Load monitoring is the practice of measuring electrical signals in a domestic environment in order to identify which electrical appliances are consuming power. One reason for developing a load monitoring system is to reduce power consumption by increasing consumers’ awareness of which appliances consume the most energy. Another example of an application of load monitoring is activity sensing in the home for the provision of healthcare services. This paper outlines the development of a load disaggregation method that measures the aggregate electrical signals of a domestic environment and extracts features to identify each power consuming appliance. A single sensor is deployed at the main incoming power point, to sample the aggregate current signal. The method senses when an appliance switches ON or OFF and uses a two-step classification algorithm to identify which appliance has caused the event. Parameters from the current in the temporal and frequency domains are used as features to define each appliance. These parameters are the steady-state current harmonics and the rate of change of the transient signal. Each appliance’s electrical characteristics are distinguishable using these parameters. There are three Types of loads that an appliance can fall into, linear nonreactive, linear reactive or nonlinear reactive.
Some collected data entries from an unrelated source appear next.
PR #305, opened 2020-03-02
Update docs website

fadeev:
* ~Copied REST API docs from [cosmos-sdk](https://github.com/cosmos/cosmos-sdk/tree/master/client/lcd/swagger-ui) into `docs/rest` directory.~
* Updated the theme to the latest version
* Replaced Riot with Discord in the footer.

https://github.com/allinbits/design/issues/220


alessio (approved):

gamarin2:
@fadeev the `swagger.yaml` file should be taken from SDK `v0.37.x` since that's what's being used on mainnet atm

fadeev:
@gamarin2 replaced swagger.yaml with the one from [v0.37.7](https://raw.githubusercontent.com/cosmos/cosmos-sdk/release/v0.37.7/client/lcd/swagger-ui/swagger.yaml). Changed host to `api.cosmos.network`

alexanderbez (dismissed):
I would advise _against_ this approach for the following reasons:

- We now have duplicate docs and twice the maintenance burden. Not only do we have to be sure to keep the SDK REST documentation up to date, but now also Gaia.
- The next major upgrade will incorporate Protobuf and most likely gRPC which has the option for Swagger docs. This would make these changes completely obsolete.

For an immediate solution and given the above, I would highly recommend continuing to use the SDK's version of the REST documentation but point to a specific release instead of always building off of `master`.

gamarin2:
I understand your points @alexanderbez, but the question is about long-term strategy for Gaia swagger docs. 

Gaia and SDK repo are already separated, and swagger docs will diverge between the two (it is even unclear if swagger docs will remain in the SDK repo if/when modules are taken out of the repo). Does it not make more sense for the Hub's swagger doc to live with the code for the Hub, i.e. in the `gaia` repo? 

Maybe for now we can work on a script to clone `swagger.yaml` from whichever SDK branch specified in `gaia` 's `go.mod`?

alexanderbez:
> Gaia and SDK repo are already separated, and swagger docs will diverge between the two (it is even unclear if swagger docs will remain in the SDK repo if/when modules are taken out of the repo). 

Why would modules be taken out of the SDK? And when would the docs diverge? The docs would only diverge if Gaia introduces its own unique module(s). With gRPC I don't think this should be a concern. 

> Does it not make more sense for the Hub's swagger doc to live with the code for the Hub, i.e. in the gaia repo?

The problem is that's not where the code is. The code resides in the SDK. Gaia just pulls stuff together to compose an app. But again, Gaia could very well decide to have its own module(s) in addition to what the SDK defines.

gamarin2:
> Why would modules be taken out of the SDK? And when would the docs diverge? The docs would only diverge if Gaia introduces its own unique module(s). 

Well it depends wether we want to have a repo specifically for modules someday, or keep them in the SDK repo. In any case, I think as SDK adoption increases, we will have more and more modules that will be available. When we have a strategy for outside contributors to include their module in the set (whether by opening PR directly on the SDK repo or on another module-specific repo), then SDK modules and Gaia modules will diverge. I believe it's inevitable that the SDK module ecosystem will expand beyond what Gaia uses.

It has been found that by identifying the load type first and then using a second classifier to identify individual appliances within these Types, the overall accuracy of the identification algorithm is improved.

Suggested Citation

  • Paula Meehan & Conor McArdle & Stephen Daniels, 2014. "An Efficient, Scalable Time-Frequency Method for Tracking Energy Usage of Domestic Appliances Using a Two-Step Classification Algorithm," Energies, MDPI, vol. 7(11), pages 1-26, October.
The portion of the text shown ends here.